Les entreprises et les autorités suisses dépendent de plus en plus des grands groupes technologiques comme Microsoft et Google. L'expert Matthias Stürmer de l'Institut pour la transformation du secteur public plaide pour un recours accru aux logiciels open source afin de renforcer la souveraineté numérique. Des entreprises suisses comme Infomaniak, Phoenix et Proton proposent déjà des alternatives compétitives. Stürmer souligne que l'État doit jouer un rôle de précurseur pour diversifier le marché et éviter le verrouillage des fournisseurs. La loi fédérale sur les moyens électroniques oblige désormais les autorités fédérales à publier les logiciels qu'elles développent en open source.

Personnes

  • Matthias Stürmer (Directeur de l'Institut Public Sector Transformation, Haute école spécialisée bernoise)

Thèmes

  • Souveraineté numérique
  • Logiciels open source
  • Verrouillage des fournisseurs
  • Dépendances informatiques
  • Numérisation du secteur public

Clarus Lead

Les tensions géopolitiques mondiales accentuent le débat sur l'indépendance numérique. La Suisse dispose d'un écosystème émergent de solutions informatiques européennes qui peuvent être immédiatement utilisées par les autorités et les entreprises – mais les lacunes structurelles en matière d'investissement exigent des interventions étatiques coordonnées. Tandis que le Land allemand du Schleswig-Holstein économise des millions en passant à des alternatives open source, le secteur public suisse a investi près de 3 milliards de francs en dix ans dans des licences propriétaires. Le cadre réglementaire a évolué : les nouvelles obligations légales rendent les développements fédéraux désormais accessibles au public et catalysent un écosystème d'innovation décentralisé.

Résumé détaillé

La dépendance à l'égard des logiciels propriétaires est renforcée par les stratégies dites de verrouillage des fournisseurs, dans lesquelles les fournisseurs rendent délibérément leurs solutions incompatibles avec d'autres systèmes. Cela rend un changement de fournisseur considérablement plus coûteux ou impossible. Le logiciel open source offre, en revanche, la transparence du code source, la souveraineté des données et la flexibilité dans le choix des fournisseurs – des éléments centraux de la souveraineté numérique.

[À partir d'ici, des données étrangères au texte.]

Issue #76, opened 2020-11-12
Unify the Ellipsoids into a single class


leouieda:
**Description of the desired feature**

#47 talks about implementing a factory function to instantiate ellipsoids. Recently, #73 got me thinking that we do some strange things to make sure that the `Sphere` and `Ellipsoid` classes are compatible, like asking for arguments to methods that are not used.

So how about we merge everything into a single `Ellipsoid` class? It would take 3 axis arguments (semimajor, semimedium, semiminor) with only the semimajor being mandatory. It can then dispatch the computations appropriately depending on the number of axis given (1 goes to sphere calculations, 2 goes to ellipsoid, 3 to triaxial). The calculations themselves can be moved to functions or private methods of this class. The public facing methods would all be the same method in reality so we wouldn't have to artificially make them compatible (or forget to do so). 

This would make the process of creating a new ellipsoid simpler: just use `Ellipsoid` and give it the appropriate amount of axis. It would also remove a lot of duplicate code and documentation.

**Are you willing to help implement and maintain this feature?** Yes

leouieda:
Here is what I would imagine this class would look like.

Defining attributes:

* `name`
* `geocentric_grav_const`
* `angular_velocity`
* `semimajor_axis`
* `semimedium_axis=None`
* `semiminor_axis=None`
* `flattening=None` (can be given instead of `semiminor_axis`)
* `long_name=None`
* `reference=None`

Derived attributes:

* `kind`: one of `["sphere", "triaxial", "oblate" ]` depending on the defined axis
* `mean_radius`
* `volume`
* `gravity_pole` (can be calculated independently or using `normal_gravity`)
* `gravity_equator` (can be calculated independently or using `normal_gravity`)
* `first_eccentricity` (only defined for oblate ellipsoids, others result in an exception)
* `second_eccentricity` (only defined for oblate ellipsoids, others result in an exception)
* `linear_eccentricity` (only defined for oblate ellipsoids, others result in an exception)

Public methods:

* `geocentric_radius(longitude, latitude, geodetic=True)`: distance from center to surface. For a sphere this is the `semimajor_axis`. Latitude is geocentric or geodetic (only makes a difference for oblate ellipsoids).
* `normal_gravity(longitude, latitude, height)`: the norm of the gradient of the gravity potential (gravitational + centrifugal). Latitude is geodetic 
* `normal_gravitation(longitude, latitude, height)`: the norm of the gradient of the gravitational potential
[...]

PR #77, opened 2020-11-16
Unify Spheres, oblate spheroids and triaxial ellipsoids into one class.

dabiged:
This PR unifies all ellipsoids (Spheres, oblate spheroids and triaxial ellipsoids) into a single class.

For discussion see #76 

**Reminders**:


leouieda:
@dabiged thanks for starting this 🙂 I would suggest writing the tests first and then working on the implementation. We already have most of the tests for oblate ellipsoids and spheres and those should all pass with the new class. 

For this PR, it might be best to omit anything for triaxial ellipsoids (raising `NotImplementedError`). This will already be a lot of work without having to figure out new tests for the triaxial part. We can then work on that in #72 

I'm having a loot at what we can do with `attrs` to figure out the axis values from the flattening. I'll push some changes to this PR when I have a bit of time.

dabiged:
Thanks for the update. I have a job now that isn't in the geophysics space so I will see when I can get back to this!

PR #104, opened 2022-05-12
Fix the format of some files 

aguspesce:
I ran `make format` and it changed the power operators on some files according to the new version of Black


leouieda:
🎉 thanks!

PR #112, opened 2022-06-13
Use jupyter-sphinx and update front page

leouieda:
**Description**

Modernize the front page and installing guide to match the latest version of Pooch. Uses `sphinx-design` instead since it's meant to replace `sphinx-panels` in the future. Move the tutorials to `jupyer-sphinx` instead of sphinx-gallery since we're not building galleries anyway. Added a glossary that can be populated with definitions afterwards.

**Relevant issues/PRs**


leouieda:
I'll merge this in quickly to iterate but PRs and issues with feedback are more than welcome.

PR #116, opened 2022-06-14
Remove the boule.test function

leouieda:
**Description**

It doesn't really serve a good purpose and can be replaced entirely with
`pytest --pyargs boule` which is what we actually use to run the tests.
Removing this outright since it's very unlikely to be missed and the
impact is very small.

**Relevant issues/PRs**

See fatiando/community#44


leouieda:
Pinging @santisoler here. Taking a bit of a wild approach here. This should be safe enough and if no one complains maybe we should do the same to Harmonica?

PR #119, opened 2022-06-14
Make all package modules private

leouieda:
**Description**

The modules inside the package are mostly a way for us to organize code.
Users are meant to use things from the top-level namespace which we
define in `boule/__init__.py`. To avoid confusion and the modules
showing up in tab-completion, make them all private by adding a leading
`_`.

**Relevant issues/PRs**


leouieda:
Merging this in since it's an internal change that ideally shouldn't impact users.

Stürmer cite des exemples pratiques : la Cour fédérale suisse utilise Linux et LibreOffice depuis plus de 20 ans ; elle a également développé OpenJustitia, sa propre solution open source pour la gestion des dossiers judiciaires. Ces modèles établis démontrent la viabilité à grande échelle. Cependant, l'écosystème suisse est bien en retard en matière d'investissements par rapport aux États-Unis et à la Chine. La solution réside dans la coopération et la mise en réseau des acteurs suisses existants – par exemple via le Réseau Souveraineté numérique Suisse – afin de regrouper des solutions spécialisées en offres complètes.

L'argument des coûts est souvent invoqué contre l'open source. Stürmer le conteste : les investissements de migration sont rentables à long terme. Le Schleswig-Holstein a investi 9 millions d'euros dans la transition et économise depuis 15 millions d'euros par an. L'État doit prendre l'initiative – non pas par l'autarcie, mais par la demande stratégique, qui catalyse les innovations privées. La nouvelle loi fédérale sur les moyens électroniques ancre cette logique juridiquement : les logiciels financés par les fonds publics deviennent une ressource que les entreprises informatiques privées peuvent réutiliser et commercialiser. Cela crée des effets de réseau positifs et une diversification durable du marché.

Points clés

  • La souveraineté numérique exige des codes source ouverts, le contrôle des données et la possibilité de changer de fournisseur
  • Les PME suisses peuvent aujourd'hui compter sur des alternatives nationales compétitives à Microsoft/Google
  • Le verrouillage des fournisseurs par les logiciels propriétaires coûte durablement des milliards au secteur public suisse
  • Le rôle de précurseur de l'État et la coopération entre les acteurs sont nécessaires pour diversifier le marché
  • Les nouvelles lois ancrent la publication en open source des développements fédéraux et permettent la réutilisation commerciale privée

Questions critiques

  1. Preuves : Stürmer cite le Schleswig-Holstein comme exemple d'économies (9 millions EUR d'investissement, 15 millions EUR d'économies p.a.). Existe-t-il des données à long terme comparables de la Suisse ou d'autres pays de l'UE qui confirment cette expectative de ROI ?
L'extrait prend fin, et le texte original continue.